Родовые потребности заставляют человека исследовать окружаю­щий мир, чтобы выжить и приспособиться к среде обитания. Они сти­мулируют мышление, воображение, различные формы кооперации между индивидами и группами. Кроме универсальных родовых инстинктов существуют и такие, которые достигают большой силы лишь у небольшой части особей. Среди «немассовых» инстинктивных влечений важны две пары: властолюбия и готовности подчиняться, славолюбия и конформизм.

Русский космизм. В русской научной мысли известна такая разновидность нату­рализма, как русский космизм (Чижевский, Циолковский, Вернад­ский). Это система воззрений, ориентированных на целостное восприятие реальности и человека в виде органически единого Космоса. Во взглядах Чижевского, Циолковского, Вернадского сущность че­ловека трактовалась как особая планетарная и космическая сила, играющая значительную роль в преобразовании мироздания. Среди этих взглядов наибольшую известность получили идеи Вернадского, выразившиеся в учении о биосфере и её переходе в ноосферу.

Биосфера - это системное целое, включающее наряду с геоло­гической оболочкой планеты всё живое, в т.ч. и человека. Человече­ство, как один из видов живого вещества, влияет на изменение био­сферы в целом. А под влиянием человеческой мысли и преобразую­щей деятельности человека биосфера превращается в ноосферу - сферу разума. Тем самым научная мысль приобретала масштабы планетарного и космического явления. Под её влиянием человечест­во может перейти от гетеротрофного состояния (жизнь за счёт дру­гих организмов) в автотрофное (жизнь за счёт преобразования энер­гии солнца).

Проблемы превращения биосферы в ноосферу в настоящее вре­мя конкретизируются в концепции коэволюции (согласованного раз­вития) природы и общества, основные положения которой впервые сформулировал в 1968 г. русский ученый Н.В.Тимофеев-Ресовский. Центральное место в этой концепции занимает обоснование опти­мальных путей взаимодействия человечества с остальной биосфе­рой. Сторонник идей коэволюции, основоположник кибернетики Н.Винер однажды заметил: "Мы столь радикально изменили нашу среду, что теперь для того, чтобы существовать в ней, мы должны изменить себя".

Для этого человечество должно соблюдать два основных прави­ла: первое - отказаться от тех видов деятельности, которые чреваты необратимыми последствиями для окружающей среды и могут по­ставить под угрозу само существование жизни на нашей планете; второе - изменение мировоззренческих ориентаций людей, поворот от потребительства к осознанию и уважению ценности всего живого.

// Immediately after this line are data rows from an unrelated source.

PR #1580, opened 2022-03-25
perf(filecoin-proofs): increase parallelism in window-post

someonegg:
This improves the parallelism when generating merkle tree.

### DIFF
--- a/filecoin-proofs/src/api/window_post.rs
+++ b/filecoin-proofs/src/api/window_post.rs
@@ -3,6 +3,7 @@ use std::collections::BTreeMap;
 use anyhow::{ensure, Context, Result};
 use filecoin_hashers::Hasher;
 use log::info;
+use rayon::prelude::{IntoParallelRefIterator, ParallelIterator};
 use storage_proofs_core::{
     compound_proof::{self, CompoundProof},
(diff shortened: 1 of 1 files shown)


cryptonemo:
Thanks for submitting, this, but this has been tried in the past and didn't appear to make a measurable difference: https://github.com/filecoin-project/rust-fil-proofs/pull/1286/files#diff-5bf9d3ebeba9a4d7a43ef35fae48b5c36e9e7fe50b4eec99515d8a1fc1f15010R360

The problem is that we're instantiating trees at this point, not building them in parallel.  If you can show positive measurements around this (and describe the I/O system you're on), it would help.

someonegg:
NFS protocol

When the page cache of nfs-server becomes the bottleneck, time between "generate_window_post: start" and "vanilla_proofs:start" will increase from 1 minute to more than 6 minutes.

According to the io log, this stage needs to read the last 32 bytes of each last-tree file.

cryptonemo:
> 

Can you comment on the improved time with this change?

someonegg:
With this change, the time is reduced to about 1 minute.

cryptonemo (approved):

К особого рода взглядам в рамках современного натурализма относится этическая концепция А.Швейцера, который утверждал, что не познание и практика, а переживание является самой сущест­венной связью человека с миром. "Я есть жизнь, которая хочет жить", - вот первоначало человеческого бытия. Само бытие есть универсальная воля к жизни. Поэтому смысл человеческой жизни восходит не к разуму и деятельности, а к воле. Он заключается в благоговейном отношении ко всякой жизни. Поддержание жизни, возвышение её до высшей ценности - это благо; зло - это уничтоже­ние жизни, принесение ей вреда. Благоговение перед жизнью и оценка человека как высшей ценности составляют, согласно Швей­церу, основу нового гуманизма.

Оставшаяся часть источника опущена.